________________ CM . . . . Volume XXI Number 4 . . . . September 26, 2014


Alibi. (Orca Currents).

Kristin Butcher.
Victoria, BC: Orca, 2014.
113 pp., trade pbk., hc., pdf & epub, $9.95 (pbk.), $16.95 (hc.).
ISBN 978-1-4598-0767-9 (pbk.), ISBN 978-1-4598-0768-6 (hc.), ISBN 978-1-4598-0769-3 (pdf), ISBN 978-1-4598-0770-9 (epub).

Grades 4-7 / Ages 9-12.

Review by Alicia Cheng.

***½ /4

Reviewed from Advance Reading Copy.


“The thief is getting closer,” I say.

“Is no place safe? When did this happen?”

“About an hour ago.”

That does it. Ghost walk forgotten, people start talking over one another about the ongoing spree of robberies. I glance around for the guy who gave us the news, but he’s vanished.

And then I see him – at least, I think I do – beyond the tour group and padlocked gates, at the back of the mansion. But I can’t be sure. In the time it takes me to blink, he disappears behind the house.



Kristin Butcher’s Alibi, which is set in Witcombe, a small historic town, is a mystery with an interesting twist. Christine, 15, is in Witcombe to visit her Aunt Maude, and she helps her aunt with the antique store she owns. Although Christine is excited to see her Aunt Maude and spend more time in the historic town of Witcombe, she did not expect to be in the midst of a mystery.

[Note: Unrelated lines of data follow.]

PR #4080, opened 2025-06-05
Do not register reconciler if CRD is not present

atoulme:
A continuation of #4070

This controller eventually times out when running without the CRD present and kills the manager.


atoulme:
skipping changelog as this would be applied under the same changelog entry as #4070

     While there are a series of thefts in the surrounding towns, Aunt Maude is adamant that her antique store is not in need of a new lock nor will anything happen in the sleepy ghost town of Witcombe. But very soon thefts occur. At first, it is just in the neighbourhood. Then Aunt Maude’s store is targeted. Christine knows she must find out who did it. Could it be the mysterious young man who knows all about the thefts and lives in the old abandoned Greeley House? Or is it someone unsuspected?

     Alibi is a very well-written mystery young readers will enjoy as it is filled with suspense and adventure. As well, readers will enjoy their visit to this historic town. As part of the “Orca Currents” series, this novel is also suitable for reluctant teen readers. Butcher uses dialogue to move the plot forward. The language’s straight forwardness and simplicity allow reluctant readers or readers learning English to easily comprehend and immerse themselves in the story.

Highly Recommended.

Alicia Cheng is a Children’s Librarian at Vancouver Public Library in Vancouver, BC.